## Exercise description
Find the word "inputs" in the listing; pull out each line holding it.
[[ Data for this task, beginning ]]
PR #618, opened 2024-10-22
fix(checkpoint-validation): fix broken initial release

benjamincburns:
Unfortunately the initial release of `@langchain/langgraph-checkpoint-validator` is broken for two reasons.

1. A bug in `@swc-node/register` attempts to resolve SWC packages from the CWD rather than the installed package's `node_modules` directory.
2. The jest config used by the CLI wasn't included in the release because I forgot to add it to the `files` array in `package.json`.

I fixed the first issue by applying the workaround mentioned here: https://github.com/swc-project/swc-node/pull/805#issuecomment-2257146304.

I fixed the second issue by moving the runtime jest config into the `src` dir and making it a TS file.

I tested this locally using `npm link` and it seems to fix both issues.

Sorry for the hiccup!

### DIFF
--- a/libs/checkpoint-validation/bin/cli.js
+++ b/libs/checkpoint-validation/bin/cli.js
@@ -1,5 +1,7 @@
 #!/usr/bin/env node
-
+import { register } from "node:module";
 import { main } from "../dist/cli.js";
+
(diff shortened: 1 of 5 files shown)


jacoblee93:
Thank you!

PR #620, opened 2024-10-22
feat(langgraph): add subgraph add node option to explicitly specify subgraphs

dqbd:
Unlike in Python, we need to specify the subgraphs beforehand when adding nodes with lambdas that invoke the subgraph. 

This is necessary to ensure that:
1. Nested interrupts are properly handled
2. Debug stream events include checkpoint metadata
3. Both the graph and the subgraph are introspectable

### DIFF
--- a/libs/langgraph/src/graph/state.ts
+++ b/libs/langgraph/src/graph/state.ts
@@ -48,6 +48,7 @@ import {
 import type { RetryPolicy } from "../pregel/utils/index.js";
 import { isConfiguredManagedValue, ManagedValueSpec } from "../managed/base.js";
 import type { LangGraphRunnableConfig } from "../pregel/runnable_types.js";
+import { isPregelLike } from "../pregel/utils/subgraph.js";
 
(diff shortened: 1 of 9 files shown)


libs/langgraph/src/graph/state.ts
```diff
@@ -314,11 +315,17 @@ export class StateGraph<
...
+    const runnable = _coerceToRunnable(action) as unknown as Runnable<S, U>;
     const nodeSpec: StateGraphNodeSpec<S, U> = {
-      runnable: _coerceToRunnable(action) as unknown as Runnable<S, U>,
+      runnable,
       retryPolicy: options?.retryPolicy,
       metadata: options?.metadata,
       input: options?.input?.spec ?? this._schemaDefinition,
+      subgraphs: isPregelLike(runnable)
+        ? // eslint-disable-next-line @typescript-eslint/no-explicit-any
+          [runnable as any]
```
jacoblee93, line 327: Feels like this should be caught by the type guard?

PR #624, opened 2024-10-23
fix(checkpoint-validation): cli fixes

benjamincburns:
- move ts-jest to `dependencies` from `devDependencies`
- get rid of `@swc-node/register` in favor of `@swc/jest`
- handle relative path to initializer import without leading dot
- configure CLI to run with ESM support in jest, enabling top-level await (gets rid of the ugly global arg passing)
- pass jest config directly to runCLI, no need for extra jest config file

Tested on mac as global install by publishing to a local verdaccio registry


nfcampos (approved):

nfcampos (approved):

nfcampos:
Thanks!

PR #625, opened 2024-10-23
fix(checkpoint-mongodb): fix filter support, store state deltas, populate pendingWrites

### LINKED ISSUE #581: Support for options.filter is broken on MongoDBSaver.list and can't be fixed without a breaking change
For #541 I decided the best course of action for testing CheckpointSaver `list` implementations would be to write [a combinatorial test](https://github.com/benjamincburns/langgraphjs/blob/9d78f0735c6632475ed8c80cfb511af5d5b69681/libs/checkpoint-validation/src/tests/spec/list.ts#L88-L143) that spams `list` with [a bunch of different argument combinations](https://github.com/benjamincburns/langgraphjs/blob/9d78f0735c6632475ed8c80cfb511af5d5b69681/libs/checkpoint-validation/src/tests/spec/list.ts#L225-L275). For `MongoDBSaver`, every test that involved specifying values under `options.filter` failed.

The `options.filter` argument appears to be meant to constrain the result based on values in the stored `CheckpointMetadata`. The `MongoDBSaver` attempts to do this [here](https://github.com/langchain-ai/langgraphjs/blob/45e59e64175a89a7cf782015b011b7d348ef835f/libs/checkpoint-mongodb/src/index.ts#L148-L152), with the following code:

```ts
    if (filter) {
      Object.entries(filter).forEach(([key, value]) => {
        query[`metadata.${key}`] = value;
      });
    }
```

Unfortunately because of [how `checkpoint` and `metadata` are serialized in the `put` method(https://github.com/langchain-ai/langgraphjs/blob/45e59e64175a89a7cf782015b011b7d348ef835f/libs/checkpoint-mongodb/src/index.ts#L219-L228) (the output of `this.serde.dumpsTyped` is of type `[string, UInt8Array]`), `metadata` is stored as a BSON Binary field, so any time `options.filter` is passed in, `list` yields no results.

At first glance you might think that this would be fixable without a breaking change by applying the `filter` in the client (in the `for (const doc of result)` loop). That would work, but only if you also applied the `limit` constraint client-side as well. Otherwise any time a `limit` constraint is applied, you'll likely miss items that would've matched your filter.

The same problem exists on the `SqliteSaver` as well, however that's solvable without a breaking change by joining the query with [a CTE that deserializes the stored `metadata` object](https://github.com/benjamincburns/langgraphjs/blob/9d78f0735c6632475ed8c80cfb511af5d5b69681/libs/checkpoint-sqlite/src/index.ts#L175-L182) (will PR that change tomorrow). I'm not a MongoDB aficionado, but I don't think it has facilities for transforming documents in any way prior to applying filters.

The simple fix is to persist the serialized fields as objects nested into the document object, rather than byte arrays. Unfortunately, doing this without a migration will break existing collections of checkpoint history.

At present there's no mechanism baked into either the `langgraph-checkpoint` library or the `MongoDBSaver` to check for out of date document structures, or to define or kick off migrations like these, so the design of this will likely require a bit of care. It would be easy enough to write an automatic migration that runs on start, but that gets ugly in production environments when there are multiple concurrent processes. As a result, I'd recommend making it so the updated `MongoDBSaver` fails on initialization if the migration is required for an existing db. That way the migration can be applied out of band, and there's no risk that someone will blow away their checkpoint storage as a result of an `npm update`.

For now I've pruned the `filter` checks in [my `list` tests](https://github.com/benjamincburns/langgraphjs/blob/9d78f0735c6632475ed8c80cfb511af5d5b69681/libs/checkpoint-validation/src/tests/spec/list.ts#L217-L221) in order to prevent this from blocking progress on #541.

### LINKED ISSUE #589: `MongoDBSaver.list` returns `CheckpointTuples` without the `pendingWrites` field populated.
Found while working on #541. Relevant code is [here](https://github.com/langchain-ai/langgraphjs/blob/d3c8204026c351672390d36ae652b7446b258e72/libs/checkpoint-mongodb/src/index.ts#L177-L196).

### LINKED ISSUE #595: `MongoDbSaver` ignores `newVersions` argument on `put` - not storing deltas

benjamincburns:
Breaking changes:
- Changes the format of stored documents in mongo, requiring existing databases to be migrated by calling the `MongoDBSaver.migrate` method.

Non-breaking changes:
- Adds filter logic to the `list` method to support the `options.filter` argument, fixes #581
  - Adds basic document format version tagging and migration support
  - Migrates existing stored metadata to stored as BSON objects rather than binary data.
  - Includes a change to `checkpoint-sqlite` and `checkpoint` libraries to centralize an array that I'm using in multiple packages to sanitize filter inputs.
- Stores `channel_values` by version on change, respecting the `newVersions` argument to `put`, fixes #595 
- Populates `pendingWrites` and `pending_sends` correctly, fixes #589
- Updates `checkpoint-validation` to no longer skip tests that exercise the above fixes

### DIFF
--- a/libs/checkpoint/src/types.ts
+++ b/libs/checkpoint/src/types.ts
@@ -36,3 +36,26 @@ export interface CheckpointMetadata {
    */
   parents: Record<string, string>;
 }
+
+const checkpointMetadataKeys = ["source", "step", "writes", "parents"] as const;
+
+type CheckKeys<T, K extends readonly (keyof T)[]> = [K[number]] extends [
+  keyof T
+]
+  ? [keyof T] extends [K[number]]
+    ? K
+    : never
+  : never;
+
+function validateKeys<T, K extends readonly (keyof T)[]>(
+  keys: CheckKeys<T, K>
+): K {
+  return keys;
+}
+
+// Used by checkpoint list methods to sanitize the `options.filter` argument. If this line fails to compile, update
+// `checkpointMetadataKeys` to contain all the keys in `CheckpointMetadata`.
+export const validCheckpointMetadataKeys = validateKeys<
+  CheckpointMetadata,
+  typeof checkpointMetadataKeys
+>(checkpointMetadataKeys);
--- a/libs/checkpoint-mongodb/package.json
+++ b/libs/checkpoint-mongodb/package.json
@@ -43,6 +43,7 @@
     "@langchain/scripts": ">=0.1.3 <0.2.0",
     "@swc/core": "^1.3.90",
     "@swc/jest": "^0.2.29",
+    "@testcontainers/mongodb": "^10.13.2",
     "@tsconfig/recommended": "^1.0.3",
     "@types/better-sqlite3": "^7.6.9",
     "@types/uuid": "^10",
@@ -62,6 +63,7 @@
     "prettier": "^2.8.3",
     "release-it": "^17.6.0",
     "rollup": "^4.23.0",
+    "testcontainers": "^10.13.2",
     "ts-jest": "^29.1.0",
     "tsx": "^4.7.0",
     "typescript": "^4.9.5 || ^5.4.5"
--- a/libs/checkpoint-mongodb/src/index.ts
+++ b/libs/checkpoint-mongodb/src/index.ts
@@ -9,13 +9,21 @@ import {
   type PendingWrite,
   type CheckpointMetadata,
   CheckpointPendingWrite,
+  validCheckpointMetadataKeys,
 } from "@langchain/langgraph-checkpoint";
+import { applyMigrations, needsMigration } from "./migrations/index.js";
+
+export * from "./migrations/index.js";
+
+// increment this whenever the structure of the database changes in a way that would require a migration
+const CURRENT_SCHEMA_VERSION = 1;
 
 export type MongoDBSaverParams = {
   client: MongoClient;
   dbName?: string;
   checkpointCollectionName?: string;
   checkpointWritesCollectionName?: string;
+  schemaVersionCollectionName?: string;
 };
 
 /**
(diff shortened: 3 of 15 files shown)


benjamincburns:
Going to close this for now and reopen it as a fix for both #581 and #595. Both of those issues will require migrations, and it'll be faster if they're applied together.

I may also pick up #589 while I'm at it, but I'll be sure to include that as a separate commit in case you prefer to review it separately.

benjamincburns:
Ah, sorry I think I spoke too soon. I can handle #595 easily enough without a migration. I'll submit a new PR for it done that way, and if on review you prefer a migration, it'll be easy enough to add one once this PR merges.

libs/checkpoint/src/types.ts
```diff
@@ -36,3 +36,26 @@ export interface CheckpointMetadata {
    */
   parents: Record<string, string>;
 }
+
+const checkpointMetadataKeys = ["source", "step", "writes", "parents"] as const;
```
nfcampos, line 40: I think we might accept arbitrary metadata keys?

benjamincburns: I was just taking cues from `PostgresSaver` on this. Is there some mechanism for user code to modify the checkpoint metadata? It doesn't have an index signature, so I (perhaps incorrectly) assumed it was a complete type that originated internally. The typing cues are contradictory though, as `options.filter` is `Record<string, unknown>`. A type of `Partial<CheckpointMetadata>` would've been a clearer expression of intent there if it was indeed meant to be restricted.

Regardless, I added it in the RDBMS implementations because the list of filter keys is being directly concatenated into the query text (SQL injection potential), and as a result I also added it here for consistency.

Assuming arbitrary filter keys _aren't_ desired, perhaps it would be better to throw on unknown keys. Silently dropping them could be confusing behavior, otherwise.

If they _are_ desired, we should think carefully about how to sanitize the inputs for the RDBMS implementations.

benjamincburns:
> The ESLint failure is a false positive and it should be fixed by #633. It seems transient, and sometimes occurs in `main`.

Just rebased on current `main`, which should remove the ESLint violation.

christian-bromann:
Closing due to inactivity.

PR #629, opened 2024-10-24
fix(checkpoint): don't throw on MemorySaver.put if no checkpoint_ns

### LINKED ISSUE #591: `MemorySaver.put` throws when `config.configurable.checkpoint_ns` not present, rather than defaulting to empty namespace.
Found while working on #541. Relevant code is [here](https://github.com/langchain-ai/langgraphjs/blob/d3c8204026c351672390d36ae652b7446b258e72/libs/checkpoint/src/memory.ts#L284-L288). This behaviour is inconsistent with the other checkpoint savers, which default to the default namespace when one isn't supplied.

benjamincburns:
For consistency with the other checkpointers, this change makes `MemorySaver.put` use the default namespace when `config.configurable.checkpoint_ns` is undefined.

Also unignores relevant tests in `checkpoint-validation` for `MemorySaver` runs.

Fixes #591

### DIFF
--- a/libs/checkpoint-validation/src/spec/put.ts
+++ b/libs/checkpoint-validation/src/spec/put.ts
@@ -178,9 +178,6 @@ export function putTests<T extends BaseCheckpointSaver>(
     });
 
     it_skipForSomeModules(initializer.checkpointerName, {
-      // TODO: MemorySaver throws instead of defaulting to empty namespace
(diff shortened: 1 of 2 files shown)


nfcampos (approved):

nfcampos:
Thanks!

PR #634, opened 2024-10-25
fix(checkpoint-sqlite): don't return undefined namespace from put

### LINKED ISSUE #592: `SqliteSaver.put` stores config with undefined `checkpoint_ns` when `config.configurable.checkpoint_ns` is undefined.

benjamincburns:
fixes #592


jacoblee93 (dismissed):
Thank you!

jacoblee93 (approved):

PR #636, opened 2024-10-27
feat: vercel kv checkpointer

chentschel:
Vercel KV checkpointer . Contribution by `https://x.com/chentschel_`


libs/checkpoint-vercel-kv/src/index.ts
```diff
@@ -0,0 +1,389 @@
...
+            ),
+          },
+        };
+      },
+      {}
+    );
+    await this.kv.mset(values);
+  }
+
+  async flush(): Promise<void> {
```
jacoblee93, line 386: What does this do?

libs/checkpoint-vercel-kv/src/index.ts
```diff
@@ -0,0 +1,389 @@
...
+      checkpoint: JSON.parse(
+        new TextDecoder().decode(checkpointValue).replace(/\0/g, "")
+      ),
+      metadata: JSON.parse(
+        new TextDecoder().decode(metadataValue).replace(/\0/g, "")
+      ),
+      parent_checkpoint_id: checkpoint_id,
+    };
+
+    // LUA script to set checkpoint data atomically"
```
jacoblee93, line 319: nit: remove quote at the end

libs/checkpoint-vercel-kv/src/index.ts
```diff
@@ -0,0 +1,389 @@
...
+
+        const [checkpoint, metadata] = await Promise.all([
+          checkpointPromise as Checkpoint,
+          metadataPromise as CheckpointMetadata,
+        ]);
+
+        // filter by metadata
+        if (filter && Object.keys(filter).length > 0) {
+          const matches = Object.keys(filter).every(
+            // @ts-ignore-next-line
```
jacoblee93, line 243: Prefer cast

libs/checkpoint-vercel-kv/src/index.ts
```diff
@@ -0,0 +1,389 @@
...
+    const filteredKeys = keys.filter((key: string) => {
+      const [, , checkpoint_id] = key.split(":");
+      return !before || checkpoint_id < before?.configurable?.checkpoint_id;
+    });
+
+    const sortedKeys = filteredKeys.sort((a: string, b: string) =>
+      b.localeCompare(a)
+    );
+
+    const rows: (KVRow | null)[] = await this.kv.mget(...sortedKeys);
```
jacoblee93, line 223: This should get only up to `limit` keys at a time and loop?

jacoblee93 (commented):
Thanks for this! See comments

libs/checkpoint-vercel-kv/src/index.ts
chentschel: Yes. Takes the matching keys, but to support metadata filtering, we its doing so when it gets the value in filtering and count in the loop / generator. I'd be better perhaps to change the LUA script to an HSCAN and filter the metadata there.

libs/checkpoint-vercel-kv/src/index.ts
chentschel: Cleans the store. I'll remove this

benjamincburns:
Hi @chentschel,

Thanks so much for your contribution! We really appreciate the time and effort you've put into building and sharing this.

Unfortunately we've decided that we can't accept any more custom checkpointer integrations into LangGraph itself. We want to keep the library’s maintenance footprint manageable. We just don’t have the resources or expertise to support a wide variety of storage backends, and we feel that trying to do so would be a disservice to the community.

Instead of publishing potentially low-quality official integration packages that we can't maintain ourselves, we want to enable experts in the community to publish and maintain their own high-quality integrations. To help with that we'll soon be setting up a community-driven docs page where folks can share links to their own checkpointer packages. That’s not live yet, but we hope to have it up soon. When it is, I'll be sure to leave a comment here so you can add yours!

Again, we really appreciate your work, and we’re excited to see the ecosystem grow. Thanks so much for being a part of the LangGraph community! 🚀

PR #639, opened 2024-10-29
feat(langgraph): Adds RemoteGraph

jacoblee93:
Tests to follow - `getGraph()` and `getSubgraphs()` are unfortunately sync right now, so made new, bespoke async methods for now.

SDK typing also seems to be off in a few cases, will dig in further once tests are finished.

### DIFF
--- a/libs/langgraph/package.json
[[ Data for this task, end ]]
## Result below
  - Includes a change to `checkpoint-sqlite` and `checkpoint` libraries to centralize an array that I'm using in multiple packages to sanitize filter inputs.
If they _are_ desired, we should think carefully about how to sanitize the inputs for the RDBMS implementations.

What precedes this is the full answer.